A Unified Study on Sequentiality in Universal Classification with Empirically Observed Statistics

Author:

Ching-Fang Li, I-Hsiang Wang

Keyword:

Computer Science, Information Theory, Information Theory (cs.IT)

journal:

--

date:

2024-01-29 00:00:00

Abstract

In hypothesis testing problems, taking samples sequentially and stopping opportunistically to make the inference greatly enhances the reliability. The design of the stopping and inference policy, however, critically relies on the knowledge of the underlying distribution of each hypothesis.
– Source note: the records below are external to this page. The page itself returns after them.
PR #634, opened 2025-09-07
MinMax

### LINKED ISSUE #568: Find min/max in one function
I need both min/max be found in a vector. But only find clblast::Max() and clblast::Min. Is there one such as clblast::MinMax() to find both min/max in one run?

EJainDev:
This resolves #568 although the test doesn't pass. Any ideas on why it doesn't pass? Most of the kernel implementation is xamax but changed for max and min.

### DIFF
--- a/test/routines/levelx/xminmax.hpp
+++ b/test/routines/levelx/xminmax.hpp
@@ -92,6 +92,36 @@ class TestXminmax {
 
   // Note: No CBlas or CLBlas routine exists to compare against so instead it compares against the results of Max and
   // Min routines in CLBlast.
+  static StatusCode RunReference1(const Arguments<float2>& args, BuffersHost<float2>& buffers, Queue& queue) {
+    auto minmax = std::minmax_element(buffers.x_vec.begin() + args.x_offset,
+                                      buffers.x_vec.begin() + args.x_offset + args.n, [](const T& arg1, const T& arg2) {
+                                        return (std::fabs(arg1.real()) + std::fabs(arg1.imag())) <
+                                               (std::fabs(arg2.real()) + std::fabs(arg2.imag()));
+                                      });
+    buffers.scalar_uint[args.imax_offset] =
+        static_cast<unsigned int>(std::distance(buffers.x_vec.begin() + args.x_offset, minmax.second));
+    buffers.second_scalar_uint[args.imin_offset] =
+        static_cast<unsigned int>(std::distance(buffers.x_vec.begin() + args.x_offset, minmax.first));
+    return StatusCode::kSuccess;
+  }
+
+  // Note: No CBlas or CLBlas routine exists to compare against so instead it compares against the results of Max and
+  // Min routines in CLBlast.
+  static StatusCode RunReference1(const Arguments<double2>& args, BuffersHost<double2>& buffers, Queue& queue) {
+    auto minmax = std::minmax_element(buffers.x_vec.begin() + args.x_offset,
+                                      buffers.x_vec.begin() + args.x_offset + args.n, [](const T& arg1, const T& arg2) {
+                                        return (std::fabs(arg1.real()) + std::fabs(arg1.imag())) <
+                                               (std::fabs(arg2.real()) + std::fabs(arg2.imag()));
+                                      });
+    buffers.scalar_uint[args.imax_offset] =
+        static_cast<unsigned int>(std::distance(buffers.x_vec.begin() + args.x_offset, minmax.second));
+    buffers.second_scalar_uint[args.imin_offset] =
+        static_cast<unsigned int>(std::distance(buffers.x_vec.begin() + args.x_offset, minmax.first));
+    return StatusCode::kSuccess;
+  }
+
+  // Note: No CBlas or CLBlas routine exists to compare against so instead it compares against the results of Max and
+  // Min routines in CLBlast.
   static StatusCode RunReference1(const Arguments<float>& args, BuffersHost<float>& buffers, Queue& queue) {
     auto minmax =
         std::minmax_element(buffers.x_vec.begin() + args.x_offset, buffers.x_vec.begin() + args.x_offset + args.n);
@@ -120,21 +150,6 @@ class TestXminmax {
     auto minmax =
         std::minmax_element(buffers.x_vec.begin() + args.x_offset, buffers.x_vec.begin() + args.x_offset + args.n,
                             [](half arg1, half arg2) { return HalfToFloat(arg1) < HalfToFloat(arg2); });
-    buffers.scalar_uint[args.imax_offset] =
-        static_cast<unsigned int>(std::distance(buffers.x_vec.begin() + args.x_offset, minmax.second));
-    buffers.second_scalar_uint[args.imin_offset] =
-        static_cast<unsigned int>(std::distance(buffers.x_vec.begin() + args.x_offset, minmax.first));
-    return StatusCode::kSuccess;
-  }
-
-  // Note: No CBlas or CLBlas routine exists to compare against so instead it compares against the results of Max and
-  // Min routines in CLBlast.
-  static StatusCode RunReference1(const Arguments<T>& args, BuffersHost<T>& buffers, Queue& queue) {
-    auto minmax = std::minmax_element(buffers.x_vec.begin() + args.x_offset,
-                                      buffers.x_vec.begin() + args.x_offset + args.n, [](const T& arg1, const T& arg2) {
-                                        return (std::fabs(arg1.real()) + std::fabs(arg1.imag())) <
-                                               (std::fabs(arg2.real()) + std::fabs(arg2.imag()));
-                                      });
     buffers.scalar_uint[args.imax_offset] =
         static_cast<unsigned int>(std::distance(buffers.x_vec.begin() + args.x_offset, minmax.second));
     buffers.second_scalar_uint[args.imin_offset] =


EJain-Dev:
I tested a dummy script, it seems to be a problem in the test implementation rather than in the actual code implementation, do you know what the error is?

EJain-Dev:
I did some debugging, and the result doesn't make sense, in the `TestBlas` function for the correctness test, this is the debugging info. where `index` = 0 `result`` is the comparison implementation from Min and Max, `result2` is this algorithm, for some reason Max is finding a lower max than the MinMax routine. Should I move it into a level 4 BLAS routine to disable accuracy check for the tests and use a manual comparison implementation not relying on Min and Max routines?

```
result1[index]
1548.00000

result2[index]
3163.00000

x_source_[1548]
0.659978092-i*0.00783841964
real =
0.659978092
imag =
-0.00783841964

x_source_[3163]
-0.738334417+i*0.730397105
real =
-0.738334417
imag =
0.730397105
```

src/api_common.cpp
```diff
@@ -107,7 +108,6 @@ void FillCacheForPrecision(Queue& queue) {
     Xhemm<Complex>(queue, nullptr);
     Xherk<Complex, Real>(queue, nullptr);
     Xher2k<Complex, Real>(queue, nullptr);
-    Xspr2<Real>(queue, nullptr);
```
CNugteren, line 110: Why is this removed?

src/pyclblast/src/pyclblast.pyx
```diff
@@ -2486,6 +2486,69 @@ def gemmStridedBatched(queue, m, n, k, batch_count, a, b, c, a_ld, b_ld, c_ld, a
         raise RuntimeError("PyCLBlast: 'CLBlastXgemmStridedBatched' failed: %s" % get_status_message(err))
     return cl.Event.from_int_ptr(<ptrdiff_t>event)
 
+####################################################################################################
+# Vector scaling: SMINMAX/DMINMAX/CMINMAX/ZMINMAX/HMINMAX
```
CNugteren, line 2490: `Vector scaling` ?

src/routines/levelx/xminmax.hpp
```diff
@@ -0,0 +1,39 @@
...
+  // Templated-precision implementation of the routine
+  void DoMinmax(const size_t n, const Buffer<unsigned int>& imax_buffer, const size_t imax_offset,
+                const Buffer<unsigned int>& imin_buffer, const size_t imin_offset, const Buffer<T>& x_buffer,
+                const size_t x_offset, const size_t x_inc);
+};
+
+// =================================================================================================
+}  // namespace clblast
+
+// CLBLAST_ROUTINES_XOMATCOPY_H_
```
CNugteren, line 38:
```suggestion
```

test/correctness/misc/override_parameters.cpp
```diff
@@ -7,13 +7,19 @@
...
+#include <cstddef>
+#include <cstdio>
+#include <cstdlib>
 #include <iostream>
 #include <random>
 #include <string>
 #include <unordered_map>
 #include <vector>
 
+#include "clblast.h"
```
CNugteren, line 19: I guess this include should be removed to work with the CUDA API as well?

test/correctness/misc/override_parameters.cpp
```diff
@@ -7,13 +7,19 @@
 //
 // =================================================================================================
 
+#include <cstddef>
+#include <cstdio>
+#include <cstdlib>
```
CNugteren, line 12: I guess this wasn't catched by IWYU before somehow?

src/utilities/utilities.hpp
```diff
@@ -237,6 +240,7 @@ struct Arguments {
   size_t c_size = 1;
   size_t ap_size = 1;
   size_t scalar_size = 1;
+  size_t second_scalar_size = 1;
```
CNugteren, line 243: Perhaps it would have been easier if you designed the API of the new function to just return a single buffer with 2 values, of which the first is the min and the second the max. That would have require a lot less changes in the CLBlast infrastructure (including the tests) and would have made reviewing also a lot easier. But I guess that's too late now...

test/routines/levelx/xminmax.hpp
```diff
@@ -0,0 +1,168 @@
...
+    buffers.scalar_uint.Read(queue, args.scalar_size, result_uint);
+    buffers.second_scalar_uint.Read(queue, args.second_scalar_size, second_result_uint);
+    // The result is an integer. However, since the test infrastructure assumes results of
+    // type 'T' (float/double/float2/double2/half), we store the results into T instead.
+    // The values might then become meaningless, but a comparison for testing should still
+    // be valid to verify correctness.
+    auto result_as_T = static_cast<T>(result_uint[0]);
+    std::vector<T> result(args.scalar_size + args.second_scalar_size);
+    result[0] = result_as_T;
+    result[1] = static_cast<T>(second_result_uint[0]);
```
CNugteren, line 150: Perhaps easier to read?
```suggestion
    std::vector<T> result(args.scalar_size + args.second_scalar_size);
    result[0] = static_cast<T>(result_uint[0]);;
    result[1] = static_cast<T>(second_result_uint[0]);
```

src/kernels/levelx/xminmax.opencl
```diff
@@ -0,0 +1,179 @@
...
+  __local unsigned int iminlm[WGS1];
+
+  const int lid = get_local_id(0);
+  const int wgid = get_group_id(0);
+  const int num_groups = get_num_groups(0);
+
+  // Performs loading and the first steps of the reduction
+  #ifdef ABSOLUTE
+    singlereal max = ZERO;
+    singlereal min = SMALLEST;
```
CNugteren, line 49: I guess this part can be removed as it doesn't do anything?

src/kernels/levelx/xminmax.opencl
```diff
@@ -0,0 +1,179 @@
...
+    const int x_index = id*x_inc + x_offset;
+    #if PRECISION == 3232 || PRECISION == 6464
+      singlereal x = fabs(xgm[x_index].x) + fabs(xgm[x_index].y);
+    #else
+      singlereal x = xgm[x_index];
+    #endif
+
+    #ifdef ABSOLUTE
+      singlereal xmin = -fabs(x);
+      x = fabs(x);
```
CNugteren, line 69: Also this can be removed? Perhaps for clarify of the code you can then remove the `xmin = -x` and just use `-x` below? That way it is symmetric with the max part of the code.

When the knowledge of distributions, say, $P_0$ and $P_1$ in the binary-hypothesis case, is replaced by empirically observed statistics from the respective distributions, the gain of sequentiality is less understood when subject to universality constraints. In this work, the gap is mended by a unified study on sequentiality in the universal binary classification problem. We propose a unified framework where the universality constraints are set on the expected stopping time as well as the type-I error exponent. The type-I error exponent is required to achieve a pre-set distribution-dependent constraint $\lambda(P_0,P_1)$ for all $P_0,P_1$. The framework is employed to investigate a semi-sequential and a fully-sequential setup, so that fair comparison can be made with the fixed-length setup. The optimal type-II error exponents in different setups are characterized when the function $\lambda$ satisfies mild continuity conditions. The benefit of sequentiality is shown by comparing the semi-sequential, the fully-sequential, and the fixed-length cases in representative examples of $\lambda$. Conditions under which sequentiality eradicates the trade-off between error exponents are also derived.